• **Saved data entries**:
=== Section Start ===
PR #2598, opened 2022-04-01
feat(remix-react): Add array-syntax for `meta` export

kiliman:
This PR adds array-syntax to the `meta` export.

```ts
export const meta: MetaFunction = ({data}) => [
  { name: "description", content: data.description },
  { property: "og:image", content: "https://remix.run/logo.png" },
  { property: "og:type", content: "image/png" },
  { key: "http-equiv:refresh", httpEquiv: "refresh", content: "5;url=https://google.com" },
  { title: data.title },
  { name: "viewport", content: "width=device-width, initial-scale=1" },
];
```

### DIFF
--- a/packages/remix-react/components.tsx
=== Section End ===
=== Section Start ===
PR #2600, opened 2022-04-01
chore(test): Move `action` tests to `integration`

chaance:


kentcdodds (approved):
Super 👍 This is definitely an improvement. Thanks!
=== Section End ===
=== Section Start ===
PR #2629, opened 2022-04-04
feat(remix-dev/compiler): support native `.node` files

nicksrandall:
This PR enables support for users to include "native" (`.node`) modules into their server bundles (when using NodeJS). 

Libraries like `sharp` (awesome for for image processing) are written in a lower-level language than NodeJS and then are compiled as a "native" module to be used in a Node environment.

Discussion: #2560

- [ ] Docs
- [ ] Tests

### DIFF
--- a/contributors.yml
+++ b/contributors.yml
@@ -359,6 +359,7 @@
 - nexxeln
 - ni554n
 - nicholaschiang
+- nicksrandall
=== Section End ===
If a line in the records above contains "NodeJS", copy that line.

This PR enables support for users to include "native" (`.node`) modules into their server bundles (when using NodeJS). 
Libraries like `sharp` (awesome for for image processing) are written in a lower-level language than NodeJS and then are compiled as a "native" module to be used in a Node environment.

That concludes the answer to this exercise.